PR #1197, opened 2025-11-01
Implement an "Average Offset" text field in the score screen

satellitnorden:
Corresponding YARG.Core PR: https://github.com/YARC-Official/YARG.Core/pull/302

This implements an average offset text in the score screen, by averaging when a player hit a note versus the time of that note across one chart. This can be used together with the calibration tool to fine-tune the calibration in many ways. (:

First time contributor here, so very much possible I overlooked something. I've tried to understand the codebase and this seems like the way to add this "average offset" text, but there may be some context I'm missing here.

I did see that some other fields in BaseStats were serialized and saved in stuff like replays and such, but opted out of adding this new field there, as I failed to see the utility of storing the average offset in a replay file.

Average Offset

### DIFF
--- a/Assets/Prefabs/Menu/ScoreScreen/DrumsScoreCard.prefab
+++ b/Assets/Prefabs/Menu/ScoreScreen/DrumsScoreCard.prefab
@@ -70,12 +70,12 @@ PrefabInstance:
     - target: {fileID: 1007692541323341066, guid: 1b5d8949b9f2d7345a0fed53e687c843,
         type: 3}
       propertyPath: m_Size
-      value: 0.9047619
+      value: 0.8333333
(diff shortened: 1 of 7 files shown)


wyrdough:
Thanks for this, it seems like it will be super useful. I looked at the code and it all looked reasonable, I just need to do some testing before merging this. I'm hoping I'll be able to get to it sometime in the next couple of days

satellitnorden:
Awesome, thanks for taking a look! Lemme know if you have any questions or want me to make any modifications. (:

wyrdough:
All looks good to me. Given that #1222 is in the pipeline your code probably won't stick around for very long, but I think it's useful enough to merge anyway so that we have something in the meantime.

§ What needs to be done:
Repeat the data exactly. Omit nothing.

§ Task answer:
PR #1197, opened 2025-11-01
Implement an "Average Offset" text field in the score screen

satellitnorden:
Corresponding YARG.Core PR: https://github.com/YARC-Official/YARG.Core/pull/302

This implements an average offset text in the score screen, by averaging when a player hit a note versus the time of that note across one chart. This can be used together with the calibration tool to fine-tune the calibration in many ways. (:

First time contributor here, so very much possible I overlooked something. I've tried to understand the codebase and this seems like the way to add this "average offset" text, but there may be some context I'm missing here.

I did see that some other fields in BaseStats were serialized and saved in stuff like replays and such, but opted out of adding this new field there, as I failed to see the utility of storing the average offset in a replay file.

Average Offset

### DIFF
--- a/Assets/Prefabs/Menu/ScoreScreen/DrumsScoreCard.prefab
+++ b/Assets/Prefabs/Menu/ScoreScreen/DrumsScoreCard.prefab
@@ -70,12 +70,12 @@ PrefabInstance:
     - target: {fileID: 1007692541323341066, guid: 1b5d8949b9f2d7345a0fed53e687c843,
         type: 3}
       propertyPath: m_Size
-      value: 0.9047619
+      value: 0.8333333
(diff shortened: 1 of 7 files shown)


wyrdough:
Thanks for this, it seems like it will be super useful. I looked at the code and it all looked reasonable, I just need to do some testing before merging this. I'm hoping I'll be able to get to it sometime in the next couple of days

satellitnorden:
Awesome, thanks for taking a look! Lemme know if you have any questions or want me to make any modifications. (:

wyrdough:
All looks good to me. Given that #1222 is in the pipeline your code probably won't stick around for very long, but I think it's useful enough to merge anyway so that we have something in the meantime.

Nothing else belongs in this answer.